BEGIN SOURCE MATERIAL

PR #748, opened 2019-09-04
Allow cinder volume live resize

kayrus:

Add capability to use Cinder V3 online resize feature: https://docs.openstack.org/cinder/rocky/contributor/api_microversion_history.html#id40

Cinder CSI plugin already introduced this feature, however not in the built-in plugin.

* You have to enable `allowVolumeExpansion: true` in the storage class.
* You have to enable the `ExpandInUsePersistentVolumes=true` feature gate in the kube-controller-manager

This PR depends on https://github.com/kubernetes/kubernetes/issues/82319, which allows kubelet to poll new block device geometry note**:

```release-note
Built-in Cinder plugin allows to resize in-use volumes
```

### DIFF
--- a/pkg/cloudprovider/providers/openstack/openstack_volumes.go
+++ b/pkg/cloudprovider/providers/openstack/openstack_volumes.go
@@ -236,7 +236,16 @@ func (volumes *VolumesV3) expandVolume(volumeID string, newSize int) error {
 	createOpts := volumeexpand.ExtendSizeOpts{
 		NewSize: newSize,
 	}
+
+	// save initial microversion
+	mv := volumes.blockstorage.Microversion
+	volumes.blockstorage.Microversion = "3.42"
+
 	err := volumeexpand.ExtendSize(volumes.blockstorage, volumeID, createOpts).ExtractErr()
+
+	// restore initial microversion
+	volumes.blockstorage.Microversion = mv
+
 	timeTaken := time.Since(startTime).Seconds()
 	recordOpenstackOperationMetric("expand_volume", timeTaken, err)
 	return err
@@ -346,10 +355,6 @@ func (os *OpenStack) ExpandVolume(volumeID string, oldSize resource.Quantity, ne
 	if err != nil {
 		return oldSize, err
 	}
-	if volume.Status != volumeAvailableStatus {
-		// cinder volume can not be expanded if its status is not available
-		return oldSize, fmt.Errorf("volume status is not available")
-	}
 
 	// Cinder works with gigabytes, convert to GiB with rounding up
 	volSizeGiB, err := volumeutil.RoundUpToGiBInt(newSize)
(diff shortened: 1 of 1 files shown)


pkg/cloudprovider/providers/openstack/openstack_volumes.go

END SOURCE MATERIAL
BEGIN SOURCE MATERIAL

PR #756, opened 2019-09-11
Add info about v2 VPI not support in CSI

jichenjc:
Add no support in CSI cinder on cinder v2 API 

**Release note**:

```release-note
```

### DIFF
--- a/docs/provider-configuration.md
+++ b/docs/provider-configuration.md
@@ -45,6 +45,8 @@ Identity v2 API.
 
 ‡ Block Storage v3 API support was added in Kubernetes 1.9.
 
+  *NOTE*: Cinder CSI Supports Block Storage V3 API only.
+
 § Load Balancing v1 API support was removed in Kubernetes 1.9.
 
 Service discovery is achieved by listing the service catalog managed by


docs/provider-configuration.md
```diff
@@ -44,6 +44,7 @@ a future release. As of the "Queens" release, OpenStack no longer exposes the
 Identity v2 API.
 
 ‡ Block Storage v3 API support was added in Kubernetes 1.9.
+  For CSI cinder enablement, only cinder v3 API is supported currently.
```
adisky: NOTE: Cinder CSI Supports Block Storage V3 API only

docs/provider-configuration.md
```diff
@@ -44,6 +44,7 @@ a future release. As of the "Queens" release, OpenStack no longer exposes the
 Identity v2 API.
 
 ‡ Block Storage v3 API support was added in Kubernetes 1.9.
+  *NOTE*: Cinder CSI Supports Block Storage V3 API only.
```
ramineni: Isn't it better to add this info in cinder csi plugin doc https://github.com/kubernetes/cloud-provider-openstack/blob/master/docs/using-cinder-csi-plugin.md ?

END SOURCE MATERIAL

— ASSIGNMENT —
Please give back, exactly as it stands above, the stretch from the line with "the storage class." through the line with "restore initial microversion", and no line outside it.

— ANSWER TO THE PROBLEM —
* You have to enable `allowVolumeExpansion: true` in the storage class.
* You have to enable the `ExpandInUsePersistentVolumes=true` feature gate in the kube-controller-manager

This PR depends on https://github.com/kubernetes/kubernetes/issues/82319, which allows kubelet to poll new block device geometry note**:

```release-note
Built-in Cinder plugin allows to resize in-use volumes
```

### DIFF
--- a/pkg/cloudprovider/providers/openstack/openstack_volumes.go
+++ b/pkg/cloudprovider/providers/openstack/openstack_volumes.go
@@ -236,7 +236,16 @@ func (volumes *VolumesV3) expandVolume(volumeID string, newSize int) error {
 	createOpts := volumeexpand.ExtendSizeOpts{
 		NewSize: newSize,
 	}
+
+	// save initial microversion
+	mv := volumes.blockstorage.Microversion
+	volumes.blockstorage.Microversion = "3.42"
+
 	err := volumeexpand.ExtendSize(volumes.blockstorage, volumeID, createOpts).ExtractErr()
+
+	// restore initial microversion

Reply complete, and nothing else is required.